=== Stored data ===
──────

PR #120, opened 2022-08-23
API to make host refresh ports from service

jasongin:
Fixes: https://github.com/microsoft/basis-planning/issues/450

These changes enable a client with management access to update the set of forwarded ports on an actively hosted tunnel.

 - Add `RefreshPortsAsync()` API to `ITunnelHost` and `ITunnelClient`
 - Implement on the host side by using the management client to get the updated list of ports, and updating SSH port-forwarding state accordingly.
 - Implement on the client side by sending a special SSH request message of type `RefreshPorts` to the host, that simply triggers the above operation.
 - Remove Add/Update/Remove ports APIs from `ITunnelHost`. Any calls to those should be replaced by calls to the equivalent management APIs, followed by `RefreshPortsAsync()`. Test code is updated accordingly.

 **TODO**: (soon) Port changes to other SDK languages (Java, Go, Rust). Merging the C# + TS changes first to unblock partners.

 **TODO**: (later) It would be better if the tunnel service could notify the host immediately whenever changes happen. That would eliminate the need for this "refresh" API. But it would require a lot more server-side plumbing to accomplish.

### DIFF
--- a/cs/src/Connections/TunnelHost.cs
+++ b/cs/src/Connections/TunnelHost.cs
@@ -13,220 +13,183 @@ using System.Threading;
 using System.Threading.Tasks;
 using Microsoft.VisualStudio.Ssh;
 using Microsoft.VisualStudio.Ssh.Algorithms;
+using Microsoft.VisualStudio.Ssh.Messages;
 using Microsoft.VisualStudio.Ssh.Tcp;
 using Microsoft.VsSaaS.TunnelService.Contracts;
 
-namespace Microsoft.VsSaaS.TunnelService
+namespace Microsoft.VsSaaS.TunnelService;
+
+/// <summary>
+/// Base class for Hosts that host one tunnel
+/// </summary>
+public abstract class TunnelHost : TunnelConnection, ITunnelHost
 {
+    internal const string RefreshPortsRequestType = "RefreshPorts";
+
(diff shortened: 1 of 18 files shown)


cs/src/Connections/TunnelHost.cs
```diff
@@ -13,220 +13,183 @@
...
             {
-                // The port is already forwarded. This may happen if we try to add the same port twice after reconnection.
-                return;
+                var key = new SessionPortKey(session.SessionId!, port.PortNumber);
+                if (!RemoteForwarders.ContainsKey(key))
+                {
+                    // Overlapping refresh operations could cause duplicate forward requests to be
+                    // sent to clients, but clients should ignore the duplicate requests.
+                    var pfs = session.GetService<PortForwardingService>() !;
+                    await ForwardPortAsync(pfs, port, cancellation);
```
jasongin, line 151: Calls to `ForwardPortAsync()` should be done concurrently. I'll update this code to add tasks to a list and then wait on all of them at once.

jasongin: Done.

IlyaBiryukov (approved):

IlyaBiryukov (approved):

──────

=== TRY IT ===
Pull from the data each line where the string "list" turns up.

=== SOLUTION FOR THIS PROBLEM ===
 - Implement on the host side by using the management client to get the updated list of ports, and updating SSH port-forwarding state accordingly.
jasongin, line 151: Calls to `ForwardPortAsync()` should be done concurrently. I'll update this code to add tasks to a list and then wait on all of them at once.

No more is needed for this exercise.